Titled, "The Anatomy of Floods: The Causes and Development of 2011's Epic Flood Events," the lecture takes place in a federal facility and a valid photo ID is required for entry by attendees 18 years of age and older. Attendees should plan to arrive at least 15 to 20 minutes early to process through security.

Flooding costs the United States more than $7 billion per year and claims more than 90 lives annually. Last year, increased precipitation from Hurricane Irene and Tropical Storm Lee resulted in river levels setting records and flooding in many northeastern states, while flooding in Minot, North Dakota, inundated more than 4,000 homes and forced more than 11,000 residents to evacuate.

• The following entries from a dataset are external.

PR #456, opened 2023-01-20
fix: make unlockDialog fullscreen only when the browser is not fullscreen

### LINKED ISSUE #199: macOS approve screen not center-aligned when fullscreen

0.0.1

### Steps to Reproduce

1- ask to connect with the extension
2- you will see this:

image

### Expected Behavior

connect screen should be centered

### Actual Behavior

connect screen is not centered

### LINKED ISSUE #201: macOS unlock screen too big when in fullscreen

0.0.1

### Steps to Reproduce

Unlock screen is too big when on fullscreen

image

### Expected Behavior

fullscreen should respect app box size

### Actual Behavior

it's not respecting app box size

LuizAsFight:
- make unlockDialog not fullscreen when browser is in fullscreen mode
- centralize app in `body` element: `margin: 0 auto`;

Closes #201 
Closes #199

### DIFF
--- a/packages/app/src/systems/Core/components/UnlockDialog/UnlockDialog.tsx
+++ b/packages/app/src/systems/Core/components/UnlockDialog/UnlockDialog.tsx
@@ -120,6 +120,7 @@ const styles = {
           }
         : {
             width: '350px',
+            height: '600px',
           }),
     });
   },
--- a/packages/app/src/systems/Core/components/UnlockDialog/UnlockDialog.tsx
+++ b/packages/app/src/systems/Core/components/UnlockDialog/UnlockDialog.tsx
@@ -14,6 +14,8 @@ import { useUnlockForm } from '../../hooks';
 import type { UnlockFormValues } from '../../hooks';
 import { UnlockForm } from '../UnlockForm';
 
+import { IS_CRX_POPUP } from '~/config';
+
 export type UnlockDialogProps = {
   title?: string;
   unlockText?: string;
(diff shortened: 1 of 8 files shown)


packages/app/src/systems/Core/components/UnlockDialog/UnlockDialog.tsx
```diff
@@ -116,7 +120,6 @@ const styles = {
           }
         : {
             width: '350px',
-            height: '600px',
```
matt-user, line 119: Why was the height removed, but not the width?

matt-user (commented):
Does this pr need a changeset?

packages/app/src/systems/Core/components/UnlockDialog/UnlockDialog.tsx
LuizAsFight: because 600px was put initially to match extension popup size, but later we made the fullscreen mode to cover it.

here is with 600px fixed
image

here with no height fixed:
image

we don't need to set fixed height as:
- height will be automatic calculated by content
- we don't need extra space

LuizAsFight: @matt-user FYI I rollback this height change... I'm keeping 600px as it was looking bad after centering app

LuizAsFight:
@matt-user we're not doing changesets to `app` package yet

matt-user (approved):

luizstacio (changes requested):
Testing using the send transaction flow shows the unlock as fullscreen yet. I think the correct way to fix this issue is by making the unlock dialog respect the layout container and render only on the application area.
Screenshot 2023-01-22 at 20 40 41
Screenshot 2023-01-22 at 20 42 38

luizstacio (approved):

PR #473, opened 2023-01-23
feat(sdk): add `currentAccount` function/event to sdk

### LINKED ISSUE #419: Add way to monitor when the selected account changes
### Motivation

Frontend devs using the sdk need to know when the selected account changes in order to sign/send transactions from the correct wallet/account.

### Usage example

I'm not sure exactly how usage of this feature would look, but something like
```
fuel.on('selectAccount', () => {
    updateWallet();
});
```

### Possible implementations

Another type would have to be added to `FuelEvents` [here](https://github.com/FuelLabs/fuels-wallet/blob/master/packages/types/src/fuel.ts#L8) and then the event would have to be emitted somewhere.

LuizAsFight:
This PR introduces new function to sdk:
`currentAccount` - returns the current account being used in the extension

also introduces new event `currentAccount`:

```
fuel?.on('currentAccount', (currentAccount: string) => {
  // your code here
});
```

This PR also change names from `selectedAccount` to `currentAccount`, in order to match a more realistic naming

Closes #419


packages/app/src/systems/Account/machines/accountMachine.tsx
```diff
@@ -88,7 +88,7 @@ export const accountMachine = createMachine(
             actions: ['hideAccount'],
             target: 'idle',
           },
-          SELECT_ACCOUNT: {
+          SET_CURRENT_ACCOUNT: {
             target: 'selectingAccount',
```
matt-user, line 92:
```suggestion
            target: 'settingAccount',
```
or maybe
```suggestion
            target: 'settingCurrentAccount',
```

packages/app/src/systems/Account/machines/accountMachine.tsx
```diff
@@ -148,7 +148,7 @@ export const accountMachine = createMachine(
       },
       selectingAccount: {
```
matt-user, line 149: Change to one of the suggestions above

packages/app/src/systems/CRX/background/services/DatabaseEvents.ts
```diff
@@ -51,5 +52,35 @@ export class DatabaseEvents {
         ])
       );
     });
+
+    this.databaseObservable.on('accounts:update', async (updateEvent) => {
+      // Broadcast only if it's the current account
+      if (!updateEvent.obj.isCurrent) return;
+
+      const [currentAccount, connections] = await Promise.all([
+        AccountService.getCurrentAccount(),
```
luizstacio, line 61: You can get the data directly from the update event.obj removing the need to query the data again.

packages/app/src/systems/CRX/background/services/DatabaseEvents.ts
```diff
@@ -51,5 +52,35 @@ export class DatabaseEvents {
...
+        ConnectionService.getConnections(),
+      ]);
+      const origins = connections
+        .filter(
+          (connection) =>
+            connection.accounts.indexOf(currentAccount?.address || '') !== -1
```
luizstacio, line 67:
```suggestion
            connection.accounts.includes(currentAccount?.address || '')
```

luizstacio (changes requested):
Can we add a e2e test on `crx.test.ts` to see if the event triggers?

packages/app/src/systems/CRX/background/services/DatabaseEvents.ts
LuizAsFight: _that makes sense_

luizstacio (approved):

Dr. Robert Holmes will discuss aspects of the 2011 flooding, explain the different causes of these and other extreme flood events and discuss science that is critical to help prepare residents for future floods.

For more information and directions visit the Public Lecture Series website.

Those unable to attend the lecture in person can follow it live on Twitter @USGSLive

These evening events are free to the public and intended to familiarize a general audience with science issues that are meaningful to their daily lives. USGS speakers are selected for their ability and enthusiasm to share their expertise with an audience that may be unfamiliar with the topic.

The series provides the public an opportunity to interact with USGS scientists and ask questions about recent developments in Natural Hazards; Water; Energy Minerals and Environmental Health; Climate and Land Use Change; Ecosystems; and Core Science Systems. Ultimately, the goal is to create a better understanding of the importance and value of USGS science in action.